• [Task statement]:
Scan the records below for the line containing "Let me know your thoughts." and the line containing "a better practice)". Copy both, plus every line between, exactly.

• [Exercise input]:
◇ ◇ ◇

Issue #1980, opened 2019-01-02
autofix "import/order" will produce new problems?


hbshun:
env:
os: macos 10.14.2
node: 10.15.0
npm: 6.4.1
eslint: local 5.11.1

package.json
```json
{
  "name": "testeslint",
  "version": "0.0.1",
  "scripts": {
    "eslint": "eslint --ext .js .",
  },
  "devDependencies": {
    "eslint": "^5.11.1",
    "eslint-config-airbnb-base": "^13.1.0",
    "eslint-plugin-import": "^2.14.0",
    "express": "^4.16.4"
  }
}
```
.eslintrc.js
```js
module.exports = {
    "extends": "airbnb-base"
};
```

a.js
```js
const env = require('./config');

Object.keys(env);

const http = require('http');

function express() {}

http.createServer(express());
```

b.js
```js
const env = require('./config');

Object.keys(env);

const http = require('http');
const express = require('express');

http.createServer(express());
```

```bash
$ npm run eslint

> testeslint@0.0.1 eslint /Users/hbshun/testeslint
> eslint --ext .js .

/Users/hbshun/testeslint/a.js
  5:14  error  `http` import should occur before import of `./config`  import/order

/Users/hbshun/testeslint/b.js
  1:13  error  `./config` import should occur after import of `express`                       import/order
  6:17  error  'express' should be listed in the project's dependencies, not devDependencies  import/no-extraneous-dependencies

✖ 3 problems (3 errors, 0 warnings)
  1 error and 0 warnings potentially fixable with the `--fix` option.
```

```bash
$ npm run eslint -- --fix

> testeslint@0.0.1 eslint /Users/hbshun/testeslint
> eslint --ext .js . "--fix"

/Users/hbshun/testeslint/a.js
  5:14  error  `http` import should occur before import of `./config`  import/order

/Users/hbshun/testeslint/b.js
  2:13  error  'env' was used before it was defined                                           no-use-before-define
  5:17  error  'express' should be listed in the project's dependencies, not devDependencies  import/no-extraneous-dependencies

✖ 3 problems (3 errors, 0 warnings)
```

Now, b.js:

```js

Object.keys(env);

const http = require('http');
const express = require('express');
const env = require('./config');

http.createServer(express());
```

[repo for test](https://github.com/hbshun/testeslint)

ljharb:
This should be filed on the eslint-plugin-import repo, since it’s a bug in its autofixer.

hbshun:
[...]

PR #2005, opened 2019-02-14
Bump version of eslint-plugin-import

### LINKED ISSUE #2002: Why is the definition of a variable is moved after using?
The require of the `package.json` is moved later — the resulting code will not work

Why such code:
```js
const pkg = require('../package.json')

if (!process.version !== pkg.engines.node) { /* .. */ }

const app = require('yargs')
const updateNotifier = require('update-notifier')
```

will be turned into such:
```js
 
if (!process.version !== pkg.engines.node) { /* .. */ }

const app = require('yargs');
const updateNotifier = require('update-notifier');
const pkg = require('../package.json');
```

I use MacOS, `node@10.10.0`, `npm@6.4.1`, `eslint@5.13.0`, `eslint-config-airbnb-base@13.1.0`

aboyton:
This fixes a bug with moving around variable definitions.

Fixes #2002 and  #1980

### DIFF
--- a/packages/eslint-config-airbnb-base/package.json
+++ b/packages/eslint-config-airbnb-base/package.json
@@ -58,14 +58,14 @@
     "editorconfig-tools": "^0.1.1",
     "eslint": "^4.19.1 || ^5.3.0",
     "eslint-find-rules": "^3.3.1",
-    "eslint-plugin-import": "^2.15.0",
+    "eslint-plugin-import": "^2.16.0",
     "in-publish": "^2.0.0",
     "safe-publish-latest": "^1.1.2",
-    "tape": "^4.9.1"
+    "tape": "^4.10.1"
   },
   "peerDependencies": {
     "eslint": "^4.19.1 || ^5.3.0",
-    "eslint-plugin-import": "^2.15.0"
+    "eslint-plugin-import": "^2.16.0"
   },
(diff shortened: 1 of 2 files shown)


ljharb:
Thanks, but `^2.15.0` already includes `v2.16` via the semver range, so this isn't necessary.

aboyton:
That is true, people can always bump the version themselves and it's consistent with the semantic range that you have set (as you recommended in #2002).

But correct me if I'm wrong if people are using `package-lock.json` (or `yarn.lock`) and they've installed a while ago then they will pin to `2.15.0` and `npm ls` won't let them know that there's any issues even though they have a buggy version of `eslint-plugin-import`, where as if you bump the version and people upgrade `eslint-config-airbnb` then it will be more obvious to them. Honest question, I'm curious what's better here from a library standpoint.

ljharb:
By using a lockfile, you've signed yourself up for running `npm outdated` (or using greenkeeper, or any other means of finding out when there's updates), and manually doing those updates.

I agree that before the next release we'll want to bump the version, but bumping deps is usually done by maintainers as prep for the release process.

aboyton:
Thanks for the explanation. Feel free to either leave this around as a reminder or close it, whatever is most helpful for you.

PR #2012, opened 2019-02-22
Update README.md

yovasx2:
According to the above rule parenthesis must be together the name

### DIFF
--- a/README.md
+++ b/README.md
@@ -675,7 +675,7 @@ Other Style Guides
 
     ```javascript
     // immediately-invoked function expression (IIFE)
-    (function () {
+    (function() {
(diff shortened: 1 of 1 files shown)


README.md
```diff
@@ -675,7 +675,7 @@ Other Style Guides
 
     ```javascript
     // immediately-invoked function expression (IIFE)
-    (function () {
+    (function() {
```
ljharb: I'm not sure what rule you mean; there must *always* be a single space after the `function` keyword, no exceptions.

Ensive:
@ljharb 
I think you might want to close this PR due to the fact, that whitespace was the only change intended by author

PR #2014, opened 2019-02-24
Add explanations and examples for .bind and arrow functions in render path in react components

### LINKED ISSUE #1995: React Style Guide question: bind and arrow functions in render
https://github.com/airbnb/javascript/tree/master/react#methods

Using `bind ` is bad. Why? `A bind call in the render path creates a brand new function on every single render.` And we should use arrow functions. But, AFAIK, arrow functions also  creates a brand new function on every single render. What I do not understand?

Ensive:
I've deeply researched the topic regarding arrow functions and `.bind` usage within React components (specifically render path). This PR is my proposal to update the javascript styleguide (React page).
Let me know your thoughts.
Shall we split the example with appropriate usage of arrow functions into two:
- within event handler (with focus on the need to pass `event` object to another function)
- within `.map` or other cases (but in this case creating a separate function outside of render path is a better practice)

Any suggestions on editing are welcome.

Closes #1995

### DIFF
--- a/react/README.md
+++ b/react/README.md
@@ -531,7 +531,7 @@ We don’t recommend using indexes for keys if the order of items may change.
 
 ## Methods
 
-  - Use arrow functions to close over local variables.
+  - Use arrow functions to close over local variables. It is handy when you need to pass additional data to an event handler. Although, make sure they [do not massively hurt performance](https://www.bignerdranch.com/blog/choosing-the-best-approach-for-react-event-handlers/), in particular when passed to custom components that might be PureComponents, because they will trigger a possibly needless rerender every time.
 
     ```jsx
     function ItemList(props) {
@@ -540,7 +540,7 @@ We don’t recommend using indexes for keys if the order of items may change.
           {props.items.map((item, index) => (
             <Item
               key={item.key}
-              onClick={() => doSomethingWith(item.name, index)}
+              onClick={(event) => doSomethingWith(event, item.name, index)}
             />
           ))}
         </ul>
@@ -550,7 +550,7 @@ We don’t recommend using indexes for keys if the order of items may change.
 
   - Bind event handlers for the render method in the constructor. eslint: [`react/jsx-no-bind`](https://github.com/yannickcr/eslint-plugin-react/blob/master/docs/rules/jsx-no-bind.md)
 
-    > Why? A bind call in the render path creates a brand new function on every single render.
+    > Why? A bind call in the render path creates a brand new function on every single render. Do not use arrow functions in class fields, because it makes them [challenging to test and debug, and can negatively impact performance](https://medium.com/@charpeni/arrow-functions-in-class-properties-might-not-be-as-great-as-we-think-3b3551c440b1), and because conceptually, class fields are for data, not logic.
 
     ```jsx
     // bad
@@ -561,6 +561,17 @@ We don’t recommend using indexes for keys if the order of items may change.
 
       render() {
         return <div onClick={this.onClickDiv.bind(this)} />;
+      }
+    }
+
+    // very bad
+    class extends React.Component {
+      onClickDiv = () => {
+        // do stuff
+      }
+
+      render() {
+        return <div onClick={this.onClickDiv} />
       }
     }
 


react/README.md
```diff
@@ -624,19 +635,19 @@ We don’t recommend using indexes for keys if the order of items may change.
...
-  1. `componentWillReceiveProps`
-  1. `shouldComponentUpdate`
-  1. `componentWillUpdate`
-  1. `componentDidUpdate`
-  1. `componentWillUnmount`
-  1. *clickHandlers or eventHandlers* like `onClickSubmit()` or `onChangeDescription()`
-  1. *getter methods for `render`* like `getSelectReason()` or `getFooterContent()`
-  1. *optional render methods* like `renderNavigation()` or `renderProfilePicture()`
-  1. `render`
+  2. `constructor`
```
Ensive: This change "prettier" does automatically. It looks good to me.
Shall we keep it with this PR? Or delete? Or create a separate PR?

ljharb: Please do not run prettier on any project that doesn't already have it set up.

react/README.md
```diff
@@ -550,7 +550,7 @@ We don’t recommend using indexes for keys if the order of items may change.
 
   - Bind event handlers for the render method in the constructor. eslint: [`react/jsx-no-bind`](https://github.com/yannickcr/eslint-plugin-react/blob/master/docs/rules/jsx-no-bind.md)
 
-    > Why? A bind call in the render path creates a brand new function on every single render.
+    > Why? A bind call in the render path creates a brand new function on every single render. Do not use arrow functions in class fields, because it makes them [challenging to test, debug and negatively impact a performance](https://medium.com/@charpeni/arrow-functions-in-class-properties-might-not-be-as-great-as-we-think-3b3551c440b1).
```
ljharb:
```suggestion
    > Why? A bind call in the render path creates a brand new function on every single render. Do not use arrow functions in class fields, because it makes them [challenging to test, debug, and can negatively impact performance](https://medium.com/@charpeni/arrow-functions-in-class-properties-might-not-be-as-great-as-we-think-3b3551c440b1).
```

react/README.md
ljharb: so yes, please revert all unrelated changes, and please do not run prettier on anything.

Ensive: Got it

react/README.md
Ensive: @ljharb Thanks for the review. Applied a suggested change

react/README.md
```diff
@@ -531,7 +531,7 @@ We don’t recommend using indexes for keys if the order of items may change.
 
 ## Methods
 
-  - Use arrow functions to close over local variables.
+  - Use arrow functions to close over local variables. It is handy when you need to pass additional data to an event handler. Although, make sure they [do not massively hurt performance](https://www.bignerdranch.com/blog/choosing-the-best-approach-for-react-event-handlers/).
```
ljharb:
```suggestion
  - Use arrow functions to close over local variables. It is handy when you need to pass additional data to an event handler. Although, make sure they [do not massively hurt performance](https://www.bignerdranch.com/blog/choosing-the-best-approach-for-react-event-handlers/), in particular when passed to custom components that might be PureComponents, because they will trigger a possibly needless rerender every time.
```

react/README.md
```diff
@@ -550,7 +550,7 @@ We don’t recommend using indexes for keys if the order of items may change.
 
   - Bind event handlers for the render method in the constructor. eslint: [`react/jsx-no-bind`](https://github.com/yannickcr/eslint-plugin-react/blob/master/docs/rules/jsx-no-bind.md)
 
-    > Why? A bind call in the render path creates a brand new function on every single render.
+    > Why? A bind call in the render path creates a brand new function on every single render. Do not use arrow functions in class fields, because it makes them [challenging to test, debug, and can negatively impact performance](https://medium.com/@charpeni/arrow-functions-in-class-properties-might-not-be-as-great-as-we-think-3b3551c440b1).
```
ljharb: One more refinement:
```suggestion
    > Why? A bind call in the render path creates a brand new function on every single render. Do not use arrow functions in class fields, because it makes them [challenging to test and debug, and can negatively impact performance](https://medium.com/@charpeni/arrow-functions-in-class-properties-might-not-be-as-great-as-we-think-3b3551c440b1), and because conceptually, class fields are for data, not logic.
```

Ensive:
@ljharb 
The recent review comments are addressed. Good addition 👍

◇ ◇ ◇

• [Answer to this problem]:
Let me know your thoughts.
Shall we split the example with appropriate usage of arrow functions into two:
- within event handler (with focus on the need to pass `event` object to another function)
- within `.map` or other cases (but in this case creating a separate function outside of render path is a better practice)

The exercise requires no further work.